In this regard it is also imperative that the rest of us make ourselves more aware of the specific issues international students are subjected to. These issues range from dramatically higher tuition fees (which are subject to change even during the course of their studies) to a lack of ability to undertake sufficient levels of paid employment to supplement their income during their studies (in saying this, I utterly reject the idea that it is appropriate that any student should have to be in a situation where they need to undertake employment alongside their full-time degree). A further issue, and perhaps a more concrete one that can be taken up to wider political influence, is the current set of regulations around attendance and visas. At present, international students who fall below a certain level of attendance risk breaching their visa and thus losing their right to remain in the UK and continue their studies. Though, of course, it is possible to excuse absences through doctor’s notes and other forms of medical documentation, this presents a huge issue for those international students suffering mental health issues or other scenarios which may feasibly prevent them from attending their classes.

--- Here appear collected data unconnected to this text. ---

PR #9702, opened 2021-01-06
tiny adjustments to findWaypoint

moving-bits:
see https://github.com/cgeo/cgeo/pull/9678#discussion_r552693205 ff

### DIFF
--- a/main/src/cgeo/geocaching/models/Geocache.java
+++ b/main/src/cgeo/geocaching/models/Geocache.java
@@ -1640,12 +1640,10 @@ public class Geocache implements IWaypoint {
         }
 
         //try to match name if prefix and coords are null
-        for (final Waypoint waypoint : waypoints) {
-            final String searchWpName = searchWp.getName();
-            if (!StringUtils.isBlank(searchWpName)) {
-                final String wpName = waypoint.getName();
-                final WaypointType wpType = waypoint.getWaypointType();
-                if (searchWpName.equals(wpName) && searchWp.getWaypointType().getL10n().equals(wpType.getL10n())) {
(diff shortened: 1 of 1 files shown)


murggel:
similar posted in (before I saw this PR) https://github.com/cgeo/cgeo/pull/9678#discussion_r552734502
Hm, I think there was a problem with waypoint-type OWN and WAYPOINT. Because they have same name and hence same waypoint-name created from that, a duplicate waypoint with same name could be created, so I checked the names. 
Checking the special waypoint types separately here?

moving-bits:
> Hm, I think there was a problem with waypoint-type OWN and WAYPOINT.

Do you have some test data I can check this against?

fm-sys:
> > Hm, I think there was a problem with waypoint-type OWN and WAYPOINT.
> 
> Do you have some test data I can check this against?

Shouldn't such special cases be also added as Unit Tests?

murggel:
> 
> 
> > > Hm, I think there was a problem with waypoint-type OWN and WAYPOINT.
> > 
> > 
> > Do you have some test data I can check this against?
> 
> Shouldn't such special cases be also added as Unit Tests?

you are right, I will check later (no kids needs maintenance :-) ), if there is some ... hm, build is red - test is red - probably this is one of those :-)

moving-bits:
Ah, now I see. Then let's stay with `getL10n()` comparison - the tests are green in that case.

murggel:
> Ah, now I see. Then let's stay with `getL10n()` comparison - the tests are green in that case.

Ok, thanks for looking into it and sorry for the confusion.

Therefore, I propose a concrete campaign, by students, to sever the link between class attendance and visa status for international students.

( Undergraduates at Aberystwyth University Ph: Alamy, via The Guardian )

By taking up core issues relating to the debate on international students, students can give themselves a platform and begin to present alternatives to the narrow, one-sided, nationalist discourses currently circulating on immigration in general. This can work to help both international students in feeling wanted and accepted within our campuses and migrants more generally.  It will provide a platform, apt to attract media attention, that puts forward a positive case for immigration.

Now, of course, I am not saying that the linkage between visa status and class attendance is the number one issues international students face. Nor am I saying that class attendance is not something that we should expect from students. What I am saying, however, is that we should be helping international students, making them feel welcome, and taking into account the specific issues they have to face every day. I am also saying that the best way we can help international students, the best way that we can ensure that the public are aware of the specific issues they face as a result of current government policy and discourse, is to take up a central issue, one that will attract political attention, and to pursue it.

we should be helping international students, making them feel welcome, and taking into account the specific issues they have to face every day

Finally, I would just like to say, to all the international students starting at, or returning to UK universities this year: welcome home. Higher education is both the pursuit of truth and the production of knowledge. I know that you make our universities so much culturally, humanly richer, and I thank you for that.